Karin mengangguk pelan, merasa beban besar di pundaknya mulai sedikit terangkat meski rasa bersalah masih mendesak dalam dirinya.
"Jadi, apa yang akan kau lakukan sekarang?" tanya Om Heru, tatapannya melembut.
Karin terdiam sejenak, lalu berkata dengan suara yang lebih mantap. "Aku akan memperbaiki semuanya. Kami akan menikah secara resmi ... jika Pandu masih bersedia. Dan aku akan berhenti berbohong, Om. Aku janji."
Pandu, yang duduk di sampingnya terlonjak kaget. "Hah!"
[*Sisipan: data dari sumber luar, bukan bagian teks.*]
Issue #14384, opened 2022-08-25
[test] after failure functional tests can't access logs in /tmp/etcd-functional*


lavacat:
### What happened?

In case of functional test failure, test.sh can't access etcd logs.

/tmp/etcd-functional* dirs are already removed

> PASSES='functional' ./scripts/test.sh

--- FAIL: TestFunctional (16.32s)
    --- FAIL: TestFunctional/round:0 (1.24s)
        --- FAIL: TestFunctional/round:0/0_BLACKHOLE_PEER_PORT_TX_RX_LEADER_UNTIL_TRIGGER_SNAPSHOT (1.24s)
FAIL
FAIL: (code:1):
  % './bin/etcd-tester' '--config' './tests/functional/functional.yaml' '-test.v'
./scripts/test.sh: line 183: kill: (21716) - No such process
./scripts/test.sh: line 183: kill: (21717) - No such process
./scripts/test.sh: line 183: kill: (21718) - No such process
ETCD_TESTER_EXIT_CODE: 1

FAILED! 'tail -1000 /tmp/etcd-functional-1/etcd.log'
tail: cannot open '/tmp/etcd-functional-1/etcd.log' for reading: No such file or directory

FAILED! 'tail -1000 /tmp/etcd-functional-2/etcd.log'
tail: cannot open '/tmp/etcd-functional-2/etcd.log' for reading: No such file or directory

FAILED! 'tail -1000 /tmp/etcd-functional-3/etcd.log'
tail: cannot open '/tmp/etcd-functional-3/etcd.log' for reading: No such file or directory
--- FAIL: exit code 1

### What did you expect to happen?

/tmp/etcd-functional-* directories should be preserved to allow server log inspection.

### How can we reproduce it (as minimally and precisely as possible)?

to force test failure set 
> retries := 1
in case.go line 270

### Etcd version (please run commands below)

3.6, 3.4
haven't tested in 3.5 but probably the same.

### Etcd configuration (command line flags or environment variables)

<details>

# paste your configuration here

</details>

### Etcd debug information (please run commands blow, feel free to obfuscate the IP address or FQDN in the output)

<details>

```console
$ etcdctl member list -w table
# paste output here

$ etcdctl --endpoints=<member list> endpoint status -w table
# paste output here
```

</details>

lavacat:
I'll submit PR shortly, please assign this to me

PR #14387, opened 2022-08-25
functional: remove SIGQUIT_ETCD_AND_REMOVE_DATA_AND_STOP_AGENT command

lavacat:
Problem: both SIGQUIT_ETCD_AND_REMOVE_DATA_AND_STOP_AGENT and test.sh
will attempt to stop agents and remove directories.

Solution: since test.sh creates directories and starts test, it should be
responsible for cleanup.

See https://github.com/etcd-io/etcd/issues/14384

### DIFF
--- a/tests/functional/tester/cluster.go
+++ b/tests/functional/tester/cluster.go
@@ -424,28 +424,7 @@ func (clus *Cluster) broadcast(op rpcpb.Operation) error {
 		if err == nil {
 			continue
 		}
-
-		if err != nil {
-			destroyed := false
-			if op == rpcpb.Operation_SIGQUIT_ETCD_AND_REMOVE_DATA_AND_STOP_AGENT {
-				if err == io.EOF {
-					destroyed = true
-				}
-				if strings.Contains(err.Error(),
-					"rpc error: code = Unavailable desc = transport is closing") {
-					// agent server has already closed;
-					// so this error is expected
-					destroyed = true
-				}
-				if strings.Contains(err.Error(),
-					"desc = os: process already finished") {
-					destroyed = true
-				}
-			}
-			if !destroyed {
-				errs = append(errs, err.Error())
-			}
-		}
+		errs = append(errs, err.Error())
 	}
 
 	if len(errs) == 0 {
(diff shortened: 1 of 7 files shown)


ahrtr:
@lavacat please fix the fmt pipeline error

tests/functional/tester/cluster.go
```diff
@@ -424,28 +424,6 @@ func (clus *Cluster) broadcast(op rpcpb.Operation) error {
...
-					// so this error is expected
-					destroyed = true
-				}
-				if strings.Contains(err.Error(),
-					"desc = os: process already finished") {
-					destroyed = true
-				}
-			}
-			if !destroyed {
-				errs = append(errs, err.Error())
```
ahrtr, line 446: IT seems that you need to keep this line of code

```
errs = append(errs, err.Error())
```

ahrtr:
It seems that the etcd data directories will never be removed? What will happen if we restart the functional test when it fails?

lavacat:
> It seems that the etcd data directories will never be removed? What will happen if we restart the functional test when it fails?

This line in test.sh will remove data dirs at the start of the tests. 
https://github.com/etcd-io/etcd/blob/main/scripts/test.sh#L159

ahrtr:
> > It seems that the etcd data directories will never be removed? What will happen if we restart the functional test when it fails?
> 
> This line in test.sh will remove data dirs at the start of the tests. https://github.com/etcd-io/etcd/blob/main/scripts/test.sh#L159

I am thinking probably it makes more sense to stop etcd and cleanup the data if the test is successful; otherwise keep the data. Proposed changes:
1. Update the [(*Cluster) Run](https://github.com/etcd-io/etcd/blob/2fa73023a0dc65e8f6bf5e032df15bba6f8cddca/tests/functional/tester/cluster_run.go#L34) to return an `error`, and [TestFunctional](https://github.com/etcd-io/etcd/blob/2fa73023a0dc65e8f6bf5e032df15bba6f8cddca/tests/functional/cmd/etcd-tester/etcd_tester_test.go#L51) sends a `Operation_SIGQUIT_ETCD_AND_REMOVE_DATA` to the `agent` if the returned error is `nil`.
2. The test may `panic`, so you need to use `recover()` to check whether [(*Cluster) Run](https://github.com/etcd-io/etcd/blob/2fa73023a0dc65e8f6bf5e032df15bba6f8cddca/tests/functional/tester/cluster_run.go#L34) is successful or not.

ahrtr:
> This line in test.sh will remove data dirs at the start of the tests.
> https://github.com/etcd-io/etcd/blob/main/scripts/test.sh#L159

This should be just a remedy instead of a formal solution. Please consider to update this PR per https://github.com/etcd-io/etcd/pull/14387#issuecomment-1248574599

serathius (approved):

ahrtr:
@lavacat It's OK to resolve the comment in a separate PR, so that we can get this one merged firstly.  Please let me know whether you want to resolve it in this PR or in a separate PR.

ahrtr:
Since there is no response for a long time, so let me merge this PR firstly and take care of the comment in a separate PR.

ahrtr (approved):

"Oh iya, kita bisa melakukannya dengan cara yang benar." sahut Pandu setelah mendapatkan lirikan dari Karin.
Om Heru mengangguk puas. "Baiklah. Kalau begitu, kita akan atur semuanya. Tapi ingat, Karin, ini bukan sekadar tentang mendapatkan harta. Ini tentang menjadi dewasa dan bertanggung jawab. Aku harap kau benar-benar siap untuk itu."
Karin mengangguk sekali lagi, merasa bahwa ini adalah awal dari babak baru dalam hidupnya, di mana ia harus mulai menata ulang segalanya dengan lebih jujur dan terbuka.